(Stored data)
····················

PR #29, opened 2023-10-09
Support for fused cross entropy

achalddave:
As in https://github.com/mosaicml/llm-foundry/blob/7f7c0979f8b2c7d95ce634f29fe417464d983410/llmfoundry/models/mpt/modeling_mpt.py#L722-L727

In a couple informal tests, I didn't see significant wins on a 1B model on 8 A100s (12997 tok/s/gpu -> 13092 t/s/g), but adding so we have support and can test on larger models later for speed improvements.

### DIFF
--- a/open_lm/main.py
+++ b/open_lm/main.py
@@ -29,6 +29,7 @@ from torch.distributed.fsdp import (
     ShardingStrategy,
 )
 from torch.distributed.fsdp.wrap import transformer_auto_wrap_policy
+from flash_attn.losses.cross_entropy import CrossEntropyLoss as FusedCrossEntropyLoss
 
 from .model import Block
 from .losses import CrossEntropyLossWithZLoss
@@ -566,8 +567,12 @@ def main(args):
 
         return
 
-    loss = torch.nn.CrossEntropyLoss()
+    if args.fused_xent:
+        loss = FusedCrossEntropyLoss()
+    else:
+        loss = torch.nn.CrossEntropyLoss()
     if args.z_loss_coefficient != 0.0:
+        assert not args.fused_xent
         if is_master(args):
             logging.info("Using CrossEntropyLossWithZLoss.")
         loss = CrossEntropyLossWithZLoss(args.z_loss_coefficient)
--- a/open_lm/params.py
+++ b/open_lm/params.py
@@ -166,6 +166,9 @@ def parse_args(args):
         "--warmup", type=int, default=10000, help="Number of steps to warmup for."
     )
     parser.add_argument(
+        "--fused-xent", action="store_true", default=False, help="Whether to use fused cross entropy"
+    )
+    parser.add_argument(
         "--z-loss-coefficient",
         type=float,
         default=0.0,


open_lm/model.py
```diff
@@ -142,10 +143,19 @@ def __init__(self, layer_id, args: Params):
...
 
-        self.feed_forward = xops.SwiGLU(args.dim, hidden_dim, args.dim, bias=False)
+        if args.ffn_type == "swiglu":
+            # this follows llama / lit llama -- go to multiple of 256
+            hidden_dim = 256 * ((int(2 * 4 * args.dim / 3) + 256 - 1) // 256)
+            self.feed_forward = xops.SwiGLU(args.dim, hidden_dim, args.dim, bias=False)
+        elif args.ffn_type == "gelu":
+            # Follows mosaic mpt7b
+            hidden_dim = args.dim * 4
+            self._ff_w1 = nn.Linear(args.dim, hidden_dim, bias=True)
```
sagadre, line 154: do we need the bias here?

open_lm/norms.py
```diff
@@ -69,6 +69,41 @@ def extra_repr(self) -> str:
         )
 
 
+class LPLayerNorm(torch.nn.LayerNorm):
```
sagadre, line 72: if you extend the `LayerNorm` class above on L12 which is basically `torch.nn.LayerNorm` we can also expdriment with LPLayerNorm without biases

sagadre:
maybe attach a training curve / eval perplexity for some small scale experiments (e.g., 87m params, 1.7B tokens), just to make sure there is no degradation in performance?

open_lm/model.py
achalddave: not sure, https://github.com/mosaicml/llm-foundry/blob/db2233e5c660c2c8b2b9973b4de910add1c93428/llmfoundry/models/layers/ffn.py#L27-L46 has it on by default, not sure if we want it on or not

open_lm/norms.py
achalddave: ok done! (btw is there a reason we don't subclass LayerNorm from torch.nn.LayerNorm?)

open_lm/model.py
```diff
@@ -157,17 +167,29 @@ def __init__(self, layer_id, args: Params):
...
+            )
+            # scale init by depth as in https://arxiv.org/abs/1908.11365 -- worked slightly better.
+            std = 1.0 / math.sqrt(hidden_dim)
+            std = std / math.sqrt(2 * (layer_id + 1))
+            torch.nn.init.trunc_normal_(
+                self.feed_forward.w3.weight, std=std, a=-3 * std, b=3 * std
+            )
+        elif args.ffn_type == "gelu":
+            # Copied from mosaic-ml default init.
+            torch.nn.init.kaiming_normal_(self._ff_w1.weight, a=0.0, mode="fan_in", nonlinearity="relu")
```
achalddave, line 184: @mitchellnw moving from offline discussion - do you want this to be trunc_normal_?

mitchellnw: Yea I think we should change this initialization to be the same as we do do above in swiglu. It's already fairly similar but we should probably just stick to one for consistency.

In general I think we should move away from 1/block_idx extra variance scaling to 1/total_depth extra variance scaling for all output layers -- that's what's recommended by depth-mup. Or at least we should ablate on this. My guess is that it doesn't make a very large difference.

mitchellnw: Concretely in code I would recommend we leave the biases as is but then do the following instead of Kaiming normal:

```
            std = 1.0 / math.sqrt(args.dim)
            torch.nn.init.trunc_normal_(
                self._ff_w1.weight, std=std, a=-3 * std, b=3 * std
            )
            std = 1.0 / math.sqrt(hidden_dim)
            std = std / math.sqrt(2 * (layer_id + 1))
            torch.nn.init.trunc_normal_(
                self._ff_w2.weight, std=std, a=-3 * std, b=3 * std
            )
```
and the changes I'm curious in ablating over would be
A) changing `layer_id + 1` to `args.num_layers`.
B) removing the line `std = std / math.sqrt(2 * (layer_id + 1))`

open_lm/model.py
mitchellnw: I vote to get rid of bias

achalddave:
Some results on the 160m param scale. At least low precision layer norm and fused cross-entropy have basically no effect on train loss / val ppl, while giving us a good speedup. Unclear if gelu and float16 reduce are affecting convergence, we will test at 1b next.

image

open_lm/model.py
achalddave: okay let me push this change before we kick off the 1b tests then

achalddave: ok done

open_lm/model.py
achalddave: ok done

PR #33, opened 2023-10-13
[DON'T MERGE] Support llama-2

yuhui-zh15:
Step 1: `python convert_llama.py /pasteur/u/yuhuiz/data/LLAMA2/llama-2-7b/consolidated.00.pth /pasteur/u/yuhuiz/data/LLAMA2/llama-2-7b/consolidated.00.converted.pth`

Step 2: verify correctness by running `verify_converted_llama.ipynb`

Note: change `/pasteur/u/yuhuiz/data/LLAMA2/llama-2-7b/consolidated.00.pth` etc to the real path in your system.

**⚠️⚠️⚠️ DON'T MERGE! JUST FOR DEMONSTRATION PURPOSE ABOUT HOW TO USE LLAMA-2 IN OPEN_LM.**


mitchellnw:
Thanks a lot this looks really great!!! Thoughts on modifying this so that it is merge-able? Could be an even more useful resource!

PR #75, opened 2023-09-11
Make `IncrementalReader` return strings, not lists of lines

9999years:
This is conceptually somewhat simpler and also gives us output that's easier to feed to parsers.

····················

[Problem details] Quote, word for word, every line starting at the one that contains "Thanks a lot" and ending with the final line of the entries.

[Answer box]
Thanks a lot this looks really great!!! Thoughts on modifying this so that it is merge-able? Could be an even more useful resource!

PR #75, opened 2023-09-11
Make `IncrementalReader` return strings, not lists of lines

9999years:
This is conceptually somewhat simpler and also gives us output that's easier to feed to parsers.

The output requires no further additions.